● **EXERCISE DESCRIPTION**: How many lines in the entries below contain the word "drops"? Answer with the number and nothing else.
Start of INFORMATION SUPPLIED
PR #1438, opened 2020-07-17
Add drop-prefix option in write benchmark

ahsanbarkati:
This PR adds the drop-prefix option in write benchmark. The current size of prefix is taken as `1 + 0.1*keySize`, I would request your comments on this.

### DIFF
--- a/badger/cmd/write_bench.go
+++ b/badger/cmd/write_bench.go
@@ -79,10 +79,11 @@ var (
 	vlogCount        uint32
 	files            []string
 
-	dropAllPeriod  string
-	gcPeriod       string
-	gcDiscardRatio float64
-	gcSuccess      uint64
+	dropAllPeriod    string
+	dropPrefixPeriod string
+	gcPeriod         string
+	gcDiscardRatio   float64
+	gcSuccess        uint64
 )
 
 const (
@@ -123,6 +124,8 @@ func init() {
 		"If true, the report will include the directory contents")
 	writeBenchCmd.Flags().StringVar(&dropAllPeriod, "dropall", "0s",
 		"Period of dropping all. If 0, doesn't drops all.")
+	writeBenchCmd.Flags().StringVar(&dropPrefixPeriod, "drop-prefix", "0s",
+		"Period of dropping by random prefixes. If 0, doesn't drops by prefix.")
 	writeBenchCmd.Flags().StringVar(&ttlDuration, "entry-ttl", "0s",
 		"TTL duration in seconds for the entries, 0 means without TTL")
 	writeBenchCmd.Flags().StringVarP(&gcPeriod, "gc-every", "g", "5m", "GC Period.")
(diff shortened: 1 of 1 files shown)


badger/cmd/write_bench.go
```diff
@@ -415,3 +419,38 @@ func dropAll(c *y.Closer, db *badger.DB) {
...
 }
+
+func dropPrefix(c *y.Closer, db *badger.DB) {
+	defer c.Done()
+
+	dropPeriod, err := time.ParseDuration(dropPrefixPeriod)
+	y.Check(err)
+	if dropPeriod == 0 {
+		return
+		log.Println("Exit from drop prefix")
```
jarifibrahim, line 430: This would never be printed. Move it a line above or remove it.

badger/cmd/write_bench.go
```diff
@@ -415,3 +419,38 @@ func dropAll(c *y.Closer, db *badger.DB) {
...
+
+	t := time.NewTicker(dropPeriod)
+	defer t.Stop()
+	for {
+		select {
+		case <-c.HasBeenClosed():
+			return
+		case <-t.C:
+			fmt.Println("[DropPrefix] Started")
+			err := db.DropAll()
```
jarifibrahim, line 441: You're dropping all the data. DropAll followed by drop prefix wouldn't do anything.

badger/cmd/write_bench.go
```diff
@@ -415,3 +419,38 @@ func dropAll(c *y.Closer, db *badger.DB) {
...
+			for err == badger.ErrBlockedWrites {
+				prefix := make([]byte, 1+int(float64(keySz)*0.1))
+				rand.Read(prefix)
+				err = db.DropPrefix(prefix)
```
jarifibrahim, line 445: You should check this error.

badger/cmd/write_bench.go
```diff
@@ -415,3 +419,38 @@ func dropAll(c *y.Closer, db *badger.DB) {
...
+	t := time.NewTicker(dropPeriod)
+	defer t.Stop()
+	for {
+		select {
+		case <-c.HasBeenClosed():
+			return
+		case <-t.C:
+			fmt.Println("[DropPrefix] Started")
+			err := db.DropAll()
+			for err == badger.ErrBlockedWrites {
```
jarifibrahim, line 442: Why would drop prefix see blocked writes? This could only happen if `dropPeriod < time taken to drop the prefix`. I don't think we should do this. Do a simple error check here and stop the program if `err != nil`

badger/cmd/write_bench.go
ahsanbarkati: fixed this

badger/cmd/write_bench.go
ahsanbarkati: Should we just return, or panic?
End of INFORMATION SUPPLIED
● **ANSWER TO THIS EXERCISE**: 2